Now I need suggestions on a topcoat. I don't mind it getting darker. Anyone?


----------



## jokker78 (Feb 10, 2014)

Papa smurf would love it!!

That is a pretty bowl.


----------



## Bonanza35 (Jan 20, 2011)

Really nice job on the form. Great curve. I have never turned an end grain bowl but I might give it a try now. I can't help you with the dye job but had to give you kudos on the bowl anyway.


----------



## Bonanza35 (Jan 20, 2011)

Bonanza35 said:


> Really nice job on the form. Great curve. I have never turned an end grain bowl but I might give it a try now. I can't help you with the dye job but had to give you kudos on the bowl anyway.


 That kind of sounded like I was slamming your dye job. I just meant I don't have any knowledge to share about working with dyes.


----------



## EastexToolJunky (Mar 25, 2013)

I didn't take it that way. I don't have much experience using dyes and wanted to try something new. I'm thinking if just using Danish oil or just a topcoat of matte lacquer.


----------



## calcnerd (Dec 7, 2012)

Very cool.

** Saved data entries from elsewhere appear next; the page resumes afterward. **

PR #3052, opened 2019-03-21
Expose advanced options for the NormalizingEstimator 

### LINKED ISSUE #3047: Enable setting NormalizingEstimator options
In PR #2959 we hid the NormalizingEstimator `ColumnOptions`. Currently users cannot set advanced parameters for the estimator.

The reason for not doing that was that `NormalizingEstimator` has 5 `ColumnOptions` classes and would have required at least that many overloads. So we opted for **waiting for the full `Options`** object to be made accessible and make sure that **no breaking API change** was going to be required. 

However, as per further discussion in #2884 and offline we decided that we would not make `Options` available before v1. We therefore need another solution.

One possible approach would be to add five new extensions to MLContext each presenting all the settings in one of the NormalizingEstiamtor `ColumnOptions`. The extensions could indicate in their name the type of normalization to perform.

Note that this is not a breaking API change.

abgoswam:
Fixes  #3047 

- Introduces 5 APIs required to expose advanced options for each of the normalizing estimators in ML.NET {MinMax, MeanVariance, LogMeanVariance, Binning, SupervisedBinning}
- The APIs are added into the Experimental nuget, till  we finalize a  proper design for #2884 
- Added tests

### DIFF
--- a/src/Microsoft.ML.Experimental/MLContextExtensions.cs
+++ b/src/Microsoft.ML.Experimental/MLContextExtensions.cs
@@ -16,37 +16,37 @@ namespace Microsoft.ML.Experimental
         public static void CancelExecution(this MLContext ctx) => ctx.CancelExecution();
 
         /// <summary>
-        /// Normalize (rescale) the column according the <see cref="NormalizingEstimator.NormalizationMode.MinMax"/> mode.
+        /// Normalize (rescale) the column according to the <see cref="NormalizingEstimator.NormalizationMode.MinMax"/> mode.
         /// It normalizes the data based on the observed minimum and maximum values of the data.
         /// </summary>
         /// <param name="catalog">The transform catalog</param>
         /// <param name="outputColumnName">Name of the column resulting from the transformation of <paramref name="inputColumnName"/>.</param>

I've never turned a bowl that way, but it looks awesome.


----------



## EastexToolJunky (Mar 25, 2013)

I went with oil and it did deepen the color. 

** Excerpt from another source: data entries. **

PR #3055, opened 2019-03-21
Rename ImageType to ImageDataViewType

### LINKED ISSUE #3050: Rename ImageType to ImageDataViewType
With #2297 we decided to suffix all the IDataView type classes with `DataViewType` instead of just `Type`. However, we missed `ImageType`:

https://github.com/dotnet/machinelearning/blob/70ef7ecd43b031b481a4047ea361da5e2f360336/src/Microsoft.ML.ImageAnalytics/ImageType.cs#L12

We should rename this class as well to match the rest in the hierarchy. This will need to be done before v1.0 since it would be a breaking change to rename it later.

abgoswam:
Fixes #3050 

- Renamed ImageType to ImageDataViewType

### DIFF
--- a/src/Microsoft.ML.ImageAnalytics/ImageType.cs
+++ b/src/Microsoft.ML.ImageAnalytics/ImageType.cs
@@ -9,11 +9,11 @@ using Microsoft.ML.Runtime;
 
 namespace Microsoft.ML.Transforms.Image
 {
-    public sealed class ImageType : StructuredDataViewType
+    public sealed class ImageDataViewType : StructuredDataViewType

This project went from a leftover to one of the bowls i liked doing the most. Until the next one.


----------



## Lilty (Dec 20, 2006)

Very nice shape love the color blue.


----------



## Bill White 2 (Jun 23, 2012)

Oil really did soften the color well.
I like it.
Bill


----------



## cuerodoc (Jan 27, 2012)

Like the bowl!
think you'll find that it's going to move-- a little. All the oak stuff I do with local trees seems to--but it's not a bad thing.


----------



## Hwood (Oct 21, 2011)

Turned out sweet. I have had some good luck with oak cracks closing back up.


----------



## Matthew2229 (Jul 30, 2014)

Nice! I like the died finish!


----------



## EastexToolJunky (Mar 25, 2013)

I wanted to try a different color, and had this piece ready to go. 

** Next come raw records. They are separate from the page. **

PR #3056, opened 2019-03-21
Fix bug in TextLoader

### LINKED ISSUE #2996: Cannot create TextLoader without loading assemblies into ComponentCatalog

yaeldekel:
Fixes #2996. (This PR replaces #3011).

### DIFF
--- a/src/Microsoft.ML.Data/DataLoadSave/Text/TextLoader.cs
+++ b/src/Microsoft.ML.Data/DataLoadSave/Text/TextLoader.cs
@@ -1288,12 +1288,9 @@ namespace Microsoft.ML.Data
                 ch.Assert(h.Loader == null || h.Loader is ICommandLineComponentFactory);
                 var loader = h.Loader as ICommandLineComponentFactory;
 
-                if (loader == null || string.IsNullOrWhiteSpace(loader.Name))
-                    goto LDone;
-
-                // Make sure the loader binds to us.
-                var info = host.ComponentCatalog.GetLoadableClassInfo<SignatureDataLoader>(loader.Name);
-                if (info.Type != typeof(ILegacyDataLoader) || info.ArgType != typeof(Options))
+                // Make sure that the schema is described using either the syntax TextLoader{<settings>} or the syntax Text{<settings>},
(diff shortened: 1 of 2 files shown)


src/Microsoft.ML.Data/DataLoadSave/Text/TextLoader.cs
```diff
@@ -1288,12 +1288,9 @@ private sealed class LoaderHolder
...
 
-                if (loader == null || string.IsNullOrWhiteSpace(loader.Name))
-                    goto LDone;
-
-                // Make sure the loader binds to us.
-                var info = host.ComponentCatalog.GetLoadableClassInfo<SignatureDataLoader>(loader.Name);
-                if (info.Type != typeof(ILegacyDataLoader) || info.ArgType != typeof(Options))
+                // Make sure that the schema is described using either the syntax TextLoader{<settings>} or the syntax Text{<settings>},
+                // where "settings" is a string that can be parsed by CmdParser into an object of type TextLoader.Options.
+                if (loader == null || string.IsNullOrWhiteSpace(loader.Name) || (loader.Name != LoaderSignature && loader.Name != "Text"))
```
yaeldekel: >Name [](start = 88, length = 4)

The previous check was to verify that `loader.Name` is one of the names defined in `TextLoader`'s `LoadableClassAttribute`. Since now we cannot rely on this attribute being in the `ComponentCatalog`, we explicitly require `loader.Name` to be one of the load names of `TextLoader`.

I lost the bark, so it got a black rim to add some contrast.


----------



## DST (Jan 10, 2011)

EastexToolJunky said:


> I wanted to try a different color, and had this piece ready to go. I lost the bark, so it got a black rim to add some contrast.


I like this a lot. How did you black the rim? When I try that with dye it always gets messy and bleeds down into the bowl.


----------



## EastexToolJunky (Mar 25, 2013)

The rim was "charred" with a sharpie after the dye was done.


----------



## Bonanza35 (Jan 20, 2011)

EastexToolJunky said:


> The rim was "charred" with a sharpie after the dye was done.


Good idea. I've done the same thing with a pyro pen but I think I like your results better.


----------